Yüksel, “Taşeron konusu Türkiye’nin meselesidir. Mecliste işçiyle ilgili yasa çıkartırken işçiye hiçbir şey sormuyorlar. Gece yarısı yasalar çıkartıyorlar, torba yasada çıkan düzenlemeleri takip etmek dahi mümkün değil. Biz sosyal demokrat anlayışa sahip bir partide siyaset yapıyoruz. Bu mücadelede yanınızdayız. Genel başkanımız dahil olmak üzere, 133 milletvekilimizle birlikte gereken her türlü desteği vermeye hazırız.” Diye konuştu.
“TÜM VEKİLLERİN BİRLİKTE HAREKET ETMESİNİ İSTİYORUZ”
DİSK Ege Bölge Temsilcisi Memiş Sarı TBMM’de taşeronun kaldırılması ve hizmet alım ihalelerinin belediye şirketlerine doğrudan verilebilmesi için yasa teklifi çalışmaları yapılması yönündeki taleplerini iletti.
Sarı şöyle konuştu: “İki vekilimize bizleri ziyaret ettikleri için teşekkür ediyoruz. Sadece sizlerin değil, tüm vekillerin birlikte hareket etmesini istiyoruz. 2004 yılında çıkan norm kadro düzenlemesinden sonra 9 Temmuz’da gelen genelge kamu hizmetlerini yürüten belediye şirketlerine büyük darbe vurdu.

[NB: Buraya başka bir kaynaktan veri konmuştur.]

PR #2412, opened 2023-08-20
Add HardwareIntrinsics AVX-512 info

nietras:
WIP untested just to ask whether this is looks like path. Feel free to edit code directly if need be or do PR to PR.


timcassell:
We will need to update the sdk to net8 before the CI can run the tests, which I think will have to wait until net8 is officially released.
Also, we need someone with AVX512 hardware to confirm this works.

src/BenchmarkDotNet/Portability/Cpu/HardwareIntrinsics.cs
```diff
@@ -52,6 +54,12 @@ static IEnumerable<string> GetCurrentProcessInstructionSets(Platform platform)
                 {
                     case Platform.X86:
                     case Platform.X64:
+                        if (IsX86Avx512FSupported) yield return "AVX-512F";
+                        if (IsX86Avx512BWSupported) yield return "AVX-512BW";
+                        if (IsX86Avx512CDSupported) yield return "AVX-512CD";
+                        if (IsX86Avx512DQSupported) yield return "AVX-512DQ";
+                        if (IsX86Avx512VbmiSupported) yield return "AVX-512VBMI";
+
```
tannergooding, line 62: The other main path is an `if/else if` pattern.

This new code will yield/return several AVX-512F ISAs and not in their reverse hierarchical order.

Is that intentional?

--------

I'd imagine we want to cover `Avx512F` in the main if/else chain and the others to be on top to be "inline" with how the other works.

Notably certain combinations also have well-defined names.

That is, `x86-64-v4` is the formal definition that includes `AVX512F, AVX512BW, AVX512CD, AVX512DQ, AVX512VL`

`x86-64-v3` is `AVX, AVX2, BMI1, BMI2, F16C, FMA, LZCNT, MOVBE, OSXSAVE`

`x86-64-v2` is `CMPXCHG16B, POPCNT, SSE3, SSE4.1, SSE4.2, SSSE3`

`x86-64-v1` (baseline) is `CMOV, CX8, x87FPU, FXSR, MMX, OSFXSR, SCE, SSE, SSE2`

tannergooding:
> Also, we need someone with AVX512 hardware to confirm this works.

Can confirm that it works.

> We will need to update the sdk to net8 before the CI can run the tests, which I think will have to wait until net8 is officially released.

Notably, I think it would be beneficial if this support was added earlier. The runtime repo (and various other repos) are all using BDN to validate performance of preview versions of .NET.

BDN itself adding in some preview support for the latest version of .NET, including ISAs like this, makes the entire .NET preview experience that much better. It's also notably not a lot of code and can itself be considered "preview" until the point that version of .NET does ship as stable.

timcassell:
BDN already supports .Net 8 preview. This would be for our internal CI. I'll defer to @adamsitnik in regards to that.

src/BenchmarkDotNet/Portability/Cpu/HardwareIntrinsics.cs
nietras: I probably argue against using `x86-x64-v?` since it not immediately obvious what's what.

Instead perhaps we could list it as `AVX-512(X/Y/Z)` e.g. `AVX-512(F/BW/CD/DQ/VL)`. This makes set obvious and immediately visible.

src/BenchmarkDotNet/BenchmarkDotNet.csproj
```diff
@@ -2,7 +2,7 @@
   <Import Project="..\..\build\common.props" />
   <PropertyGroup>
     <AssemblyTitle>BenchmarkDotNet</AssemblyTitle>
-    <TargetFrameworks>netstandard2.0;net6.0</TargetFrameworks>
+    <TargetFrameworks>netstandard2.0;net6.0;net8.0</TargetFrameworks>
```
adamsitnik, line 5: We just merged the update to .NET 8 SDK in #2462, could you please sync your branch?

nietras: Merged but this doesn't change this file?

adamsitnik: > Merged but this doesn't change this file?

Correct.

tannergooding (approved):

nietras:
👍

adamsitnik (approved):
@nietras thank you for your contribution!

PR #2418, opened 2023-08-27
Enable nullability for BenchmarkDotNet.Annotations

alinasmirnova:


AndreyAkinshin (changes requested):
Thanks for the PR! Changes in BenchmarkDotNet.Annotations look good. However, we should avoid custom changes in CodeAnnotations.cs since it prevents us from updating this file to the actual version. (Which is also a good thing to do. In Rider, the latest version can be obtained in Settings->Editor->Inspection Settings->Code Annotations->Copy C# implementation to clipboard).

alinasmirnova:
So, you suggest updating this file to the last version and disabling nullability for it, right? Sounds like a great idea, I'll change it.

AndreyAkinshin (approved):
Thanks, looks good to me.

Bu sorun sadece İzmir’de değildir, Türkiye’de 2,5 milyon taşeron işçi var. AKP ne yazık ki Türkiye’de örgütsüz bir toplum yaratmak istiyor ve bu hamle de onun bir parçasıdır. İzmir’den yükselecek ışık işçi sınıfının Türkiye’de taşerona karşı yürüteceği mücadeleye de örnek olacak“ dedi .
“SADECE İŞÇİLER DEĞİL, İZMİR BÜYÜKŞEHİR BELEDİYESİ DE MAĞDUR”
DİSK Genel-İş 2 No’lu Şube Başkanı Taner Şanlı ise, “Büyük bir sıkıntıya doğru gidiyoruz. Bu sorun Türkiye’deki tüm işçi sınıfının sorunudur. Taşerondan kurtulmak zorundayız. Burada mağdur olan yalnızca işçi değil, İzmir Büyükşehir Belediyesi de mağdurdur.” Dedi.